The “Deep Story” of the White American South, or Strangers in Their Own Land (2016) by Arlie Russell Hochschild (Part II)

By Michaela Keck

After the general introduction to Hochschild’s treatise last week, let us now pursue a deeper analysis. The “deep story” of the Tea Party movement in red states is a story through which its advocates pursue an “emotional self-interest” (in addition to an economic self-interest) as Hochschild emphasizes. Ironically, while her interviewees adamantly refuse to participate in what they consider a culture of victimization – meaning a culture that seeks to remedy systemic inequalities – populist white male politicians, such as Donald Trump, nevertheless provide them exactly with those empowering moments of identity politics that they reject in women, minorities, or refugees. As Hochschild puts it in her conclusion, although “victims” would be “the last word my Louisiana Tea Party friends would apply to themselves,” they are “sacrificial lambs to the entire American industrial system.” Hochschild’s use of quasi-religious terms is telling. She ascribes to Trump’s rallies a religious, cultic quality which, through invocations of “dominance, bravado, clarity, national pride, and personal uplift,” transforms the crowd’s sense of shame and alienation into feelings of elation and belonging. These concluding observations of Strangers in Their Own Land show the deeply troubling aspects of the Tea Party, most of all the manipulation of the masses through the promise of uplift, unity, and power in a way that uncannily resembles extremist, fascist ideologies.

Still, I applaud Hochschild for revealing the American (post)industrial system as one for which states like Louisiana pay a much higher price in human and nonhuman lives than blue states. Even more so, she persuasively shows that they are pockets of environmental crisis and poverty within a first world country without, however, simplifying the manifold causes and complex relations behind what sounds like a rather straightforward “deep story.”

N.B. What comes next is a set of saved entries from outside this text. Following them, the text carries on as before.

PR #4987, opened 2026-07-01
Only detect Perforce when a P4CONFIG marker is present

SebastienTolron:
## Problem

`PerforceRepository` has no local repository marker (unlike `.git`, `.hg`, `.svn`, …). As a result, `isRepositoryFor()` probes **every scanned directory** by executing `p4 dirs`/`p4 files` whenever the `p4` binary is available.

This has two bad consequences on machines that only use other SCMs:

1. **Misclassification / lost history** — when a `p4` client is configured through the environment (`P4PORT`/`P4CLIENT`/`P4CONFIG`), `p4 files`/`p4 dirs` can return depot paths for directories that are actually Git working trees. Those trees get detected as Perforce, so their real (Git) history is never collected.
2. **Slow and noisy indexing** — `p4` is spawned in every non-repository directory during the discovery walk.

## Fix

Gate Perforce detection on **local evidence** before running any `p4` command: a P4CONFIG marker file (named by the `P4CONFIG` environment variable, defaulting to `.p4config`) present in the directory or one of its ancestors. This mirrors the marker-based detection already used by the other SCM implementations. Real Perforce workspaces that use the standard P4CONFIG convention are still detected; unrelated (e.g. Git) trees are no longer probed or misclassified.

## Tests

Added unit tests in `PerforceRepositoryTest` that do not require a running Perforce server:

- marker absent → not detected
- marker present → detected
- marker in an ancestor directory → detected
- `isRepositoryFor()` short-circuits (no `p4` invocation) without a marker

```
Tests run: 7, Failures: 0, Errors: 0, Skipped: 1
```

(The single skipped test is the pre-existing `@EnabledForRepository(PERFORCE)` integration test.)

🤖 Generated with [Claude Code](https://claude.com/claude-code)

### DIFF
--- a/opengrok-indexer/src/main/java/org/opengrok/indexer/history/PerforceRepository.java
+++ b/opengrok-indexer/src/main/java/org/opengrok/indexer/history/PerforceRepository.java
@@ -205,7 +205,39 @@ public class PerforceRepository extends Repository {
 
     @Override
     boolean isRepositoryFor(File file, CommandTimeoutType cmdType) {
+        // Unlike Git/Mercurial/etc., Perforce has no local marker directory, so
+        // historically OpenGrok probed *every* scanned directory by executing p4.
+        // That is expensive and, when a p4 client is configured via the
+        // environment, `p4 files`/`p4 dirs` can return depot paths for
+        // non-Perforce (e.g. Git) working trees, causing them to be misclassified
+        // as Perforce and their real history to be lost. Require local evidence of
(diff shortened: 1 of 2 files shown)


SebastienTolron:
Hi , 

This should fix https://github.com/oracle/opengrok/discussions/4572

Made with Claude Opus 4.8  ( High ).

SebastienTolron:
I  have signed the OCA

PR #4988, opened 2026-07-01
Limit line length in Search API responses

Bipul-programmer:


vladak:
I have several issues with this PR:
  - there is no description (what problem does this solve and why the solution was chosen)
    - further, it introduces implicit change without considering a tunable/parameter
  - there is a lot of line wrapping churn within the diffs, making this a bit more difficitult to comprehend than necessary
  - no OCA

PR #4991, opened 2026-07-07
Fix project classification for projects without repository info

TadayukiOkada:
Projects can be present in the project-repository map without having usable repository information.
The index page classification currently treats map membership as enough to classify a project as
a repository. This can move projects without repository history out of the Projects section.

This change classifies a project as a repository only when the corresponding RepositoryInfo list
is non-null and non-empty, and applies the same rule to grouped projects.


vladak (approved):
Looks good. It might make some sense to put the `hasRepositories()` method to the `Project` class given it already depends on the `RuntimeEnvironment` singleton, and use it in the various `populateGroups()` methods, however it is okay as it is currently.

vladak:
Thanks !

PR #456, opened 2024-12-08
feat(pglite/sync): Add `commitGranularity` parameter in the `syncShapeToTable`

samwillis:


packages/pglite-sync/src/index.ts
```diff
@@ -113,123 +156,183 @@ async function createPlugin(
...
+            'throttled commit: now:',
+            now,
+            'lastCommitAt:',
+            lastCommitAt,
+            'diff:',
+            now - lastCommitAt,
+          )
+        if (
+          options.commitThrottle &&
+          now - lastCommitAt < options.commitThrottle
```
msfstef, line 274: I don't like that this throttler might not run the last received commit - perhaps add a utility with a more full fledged throttler or use a utility like lodash's? Ideally the last commit call should always execute after the throttle period and not have to wait for one more if it was not run due to throttling.

edit: I realise that the behaviour I describe would introduce complexity in awaiting things, handling errors, etc - perhaps something like having a unified throttle timer mechanism that checks if there are messages to commit at the end of every throttle timeout and inserts a "pseudo-batch" of messages to trigger processing might work - let me know if the "last messages not being committed" issue is not really an issue and I'm missing something

packages/pglite-sync/src/index.ts
```diff
@@ -113,123 +156,183 @@ async function createPlugin(
...
+          if (
+            options.shapeKey &&
+            messageAggregator.length > 0 &&
+            stream.shapeHandle !== undefined
+          ) {
+            await updateShapeSubscriptionState({
+              pg: tx,
+              metadataSchema,
+              shapeKey: options.shapeKey,
+              shapeId: stream.shapeHandle,
```
msfstef, line 249: I think this (`shapeHandle`) should be stored in a const at the start of the `commit` call for good measure - to avoid any changes to it in between applying messages and running async stuff.

packages/pglite-sync/src/index.ts
```diff
@@ -113,123 +156,183 @@ async function createPlugin(
...
+              case 'must-refetch':
+                // mark table as needing truncation before next batch commit
+                if (debug) console.log('refetching shape')
+                truncateNeeded = true
+                messageAggregator = []
+                break
+
+              case 'up-to-date':
+                // perform all accumulated changes and store stream state
+                await commit() // not throttled, we want this to happen ASAP
```
msfstef, line 325: this does not reset the throttle timer though - perhaps the throttled call should have a `reset` option or something?

packages/pglite-sync/src/index.ts
```diff
@@ -113,123 +156,183 @@ async function createPlugin(
...
+              await throttledCommit()
+            } else if (typeof options.commitGranularity === 'number') {
+              // commit after every N messages if granularity is set to a number
+              if (messageAggregator.length >= options.commitGranularity) {
+                await throttledCommit()
+              }
+            }
+          } else if (isControlMessage(message)) {
+            switch (message.headers.control) {
+              case 'must-refetch':
```
msfstef, line 316: should `onInitialSyncCalled` be reset here? Or do we consider the rebuilding of data an internal thing and thus don't expose any "initial data" info?

packages/pglite-sync/test/sync.test.ts
```diff
@@ -175,7 +175,7 @@ describe('pglite-sync', () => {
     expect(numItemsInserted).toBe(numInserts)
 
     // should have processed microtask within few ms, not blocking main loop
-    expect(timeToProcessMicrotask).toBeLessThan(15)
+    // expect(timeToProcessMicrotask).toBeLessThan(15) // TODO: flaky on CI
```
msfstef, line 178: remove commented lines entirely?

msfstef (approved):
Looks good, I like the API! Left some comments on implementation

packages/pglite-sync/src/index.ts
samwillis: My thinking was that as we will always end with an `up-to-date` in the protocol, and that forces an un-throttled commit, that we may not need to have a timeout like a "normal" throttling utility?

packages/pglite-sync/src/index.ts
samwillis: Yes, I consider it an internal thing.

The idea is that the initialSync callback is only ever called once, that way it can be used to turn on a write path, install triggers, etc. that may add overhead.

TBH, must-refetch adds a lot of pain for large datasets. Deleting everything and reinserting, will be slow, particularly if using Postgres triggers for conflict resolution (as I have in Linearlite). This needs more exploration.

PR #461, opened 2024-12-09
Postgres-pglite as submodule

copiltembel:
This PR moves the postgres-pglite dependency out of this repo and adds it as a submodule. The `postgres-pglite` repo contains Postgres with pglite changes needed for this to work.

Tested with:
```
$ git clone --single-branch --branch=tudor/move-postgres-pglite-to-ext-repo --recurse-submodules https://github.com/electric-sql/pglite.git
$ cd pglite
$ pnpm install
$ pnpm build:all
$ cd packages/pglite/
& pnpm test
```


copiltembel:
Need to upgrade the github actions.

package.json
```diff
@@ -12,7 +12,7 @@
     "ci:publish": "pnpm changeset publish",
     "build:all": "pnpm wasm:build && pnpm ts:build",
     "ts:build": "pnpm -r --filter \"./packages/**\" build",
-    "wasm:build": "bash ./cibuild/build-with-docker.sh"
+    "wasm:build": "bash -c \"pushd postgres-pglite && ./pglite/cibuild/build-with-docker.sh && popd && cp -r postgres-pglite/pglite/dist ./packages/pglite/release \""
```
samwillis, line 15: This is good for now, but in a future tidy up we need to make this work cross platform (i.e. windows).

samwillis (approved):
This is great.

We still have the ./extra and ./patches dirs, should we move them too? Or we do that in another step.

package.json
copiltembel: Yes, this is very ugly but gets the job done!

copiltembel:
> We still have the ./extra and ./patches dirs, should we move them too? Or we do that in another step.

Done, thanks!

PR #466, opened 2024-12-11
fix(Vue): nullish params

sandros94:
Fixes a small oversight on `useLiveQuery` and `useLiveIncrementalQuery` when `params` are nullish.

Eg. if we want to go _brrr_ and subscribe to all updates to a particular table like:
```vue
<script setup lang="ts">
const items = useLiveQuery('SELECT * FROM my_table;')
</script>
```

### DIFF
--- a/packages/pglite-vue/src/hooks.ts
+++ b/packages/pglite-vue/src/hooks.ts
@@ -44,7 +44,7 @@ function useLiveQueryImpl<T = { [key: string]: unknown }>(
 
   const querySource = typeof query === 'string' ? ref(query) : query
   const paramsSources = !params
-    ? [ref(params)]
+    ? []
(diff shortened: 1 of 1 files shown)


yacineb:
@samwillis this PR typically fixes https://github.com/electric-sql/pglite/issues/448

sandros94:
Indeed, thank you @yacineb 🙏

sandros94:
marked as sraft because I think I could improve it further

sandros94:
These latest changes both makes sure that the watcher receives an array of refs as well as accept getters inside the array

samwillis (approved):
Thanks @sandros94, this is great. I added a changeset, a test and fixed some formatting in your branch. Going to merge now 🥳

PR #484, opened 2024-12-29
Support react 19 on pglite-react and pglite-repl

HirotoShioi:
Bump versions of React, React DOM, and related testing libraries to 19.0.0 on pglite-react


samwillis (approved):
Thanks for the @HirotoShioi 

I amended the change sets, merging now 🥳

PR #494, opened 2025-01-14
Update the packages/pglite/README.md detailing the build and contribute processes

copiltembel:
I believe the packages/pglite/README.md is visible on npmjs.com, so I've updated to contain the same information about building the code and contributing as in the main README.md.


samwillis (approved):
Thanks!

PR #495, opened 2025-01-14
Message parsing optimization

copiltembel:
This changes a bit the return of the `parseResults()` function in certain cases - see the updated basic test `testEsmAndCjs`.

### DIFF
--- a/packages/pglite/src/parse.ts
+++ b/packages/pglite/src/parse.ts
@@ -23,17 +23,7 @@ export function parseResults(
   let affectedRows = 0
   const parsers = { ...defaultParsers, ...options?.parsers }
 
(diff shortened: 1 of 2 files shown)


copiltembel:
> Looks like it solved something with `affectedRows` in the tests too?

In some cases, like
```
      INSERT INTO test (name) VALUES ('test');
      UPDATE test SET name = 'test2';
```
`affectedRows` was not returned. 

I hope that no other code was relying on the fact that it was **not** present.

Also, note this case:

```
// parse.ts
  if (resultSets.length === 0) {
    resultSets.push({
      rows: [],
      fields: [],
    })
  }
```

No `affectedRows` is returned. I would set `affectedRows: 0`

PR #496, opened 2025-01-15
Disable building postgis on CI

copiltembel:
Since we're focusing on other things at the moment, we can disable building `postgis`. Re-enable when when we have more time to invest in this.


samwillis (approved):
LGTM 👍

More specifically, she shows – without condescension or contempt – their partial complicity “through their own votes for easier regulation and […] through their exposure to a social terrain of politics, industry, television channels, and a pulpit that invites them to do so.” Hochschild’s choice of making the environment “the keyhole issue” of her book is indeed a powerful means of highlighting people’s losses in regions, such as Louisiana: be it the loss of their favorite outdoor haunts, clean air and water, or be it the loss of their homes, health, and loved ones due to environmental hazards. Not only do their stories resonate strongly with our current environmental crisis, but they also emphatically humanize the people involved.

There is, for instance, the story of Mike Schaff, whose old home is threatened to be sucked into the Bayou Corne Sinkhole. Consisting of methane gas and oil, the giant hole is the result of longtime drilling and fracking enterprises into underground salt domes in the southern coastal regions. In this area, underground caverns are generally used by various companies for the storage of chemicals. The Bayou Corne Sinkhole disaster from 2012 effectively destroyed the homes of the entire neighborhood, not to speak of the contamination of water, soil, and the biodiversity in the entire region. Mike’s home is similarly threatened by the waste disposal of fracking which has been imported from the – by now – blue state of Pennsylvania.

Then there is the story of Lee Sherman whose work for Pittsburgh Plate Glass exposed him to dangerous chemicals until he got sick and was fired by the company. Part of his work for PPG was to dump chemicals into Bayou d’Inde, which not only resulted in the mass extinction of fish but also caused illnesses in many of his co-workers (all of whom have died early). Other interviewees, who have not undergone or witnessed such tragic experiences of loss themselves, are nevertheless familiar with them through hearsay. In this context, the fundamentalist belief in ‘the rapture,’ or judgment day, strangely resonates with these radical social and environmental transformations. Yet, being the rigorous sociologist she is, Hochschild at no time allows these stories of individual loss and struggle to get the upper hand over providing the necessary contexts of the “deep story.” Hence, while humanizing Tea Party voters through their individual stories, Hochschild at the same time relativizes their impact. She also adds a “Fact-Checking” appendix that reveals the biases in the “deep story” she uncovers, showing that it is indeed based on felt experiences rather than facts.

Although Hochschild conducted altogether 40 interviews, her book only features six which she singled out for their “clearly and richly exemplified patterns of thinking and feeling.” Appendix A reveals that she conducted interviews with an equal number of Democrats – the ‘other camp’ – in the Lake Charles area. Hence, Hochschild’s repeated comments that liberals have their “deep story” as well should not be dismissed as mere common sense remarks.

Strangers in Their Own Land does not offer solutions for the existing great divide between America’s left and right, at least not explicitly. I consider her refusal to participate in the characteristic judgmental polemics between the two camps a gesture well worth remembering in these times of a growing international anti-democratic populism. Otherwise, one may indeed be next in line as another stranger in one’s own land.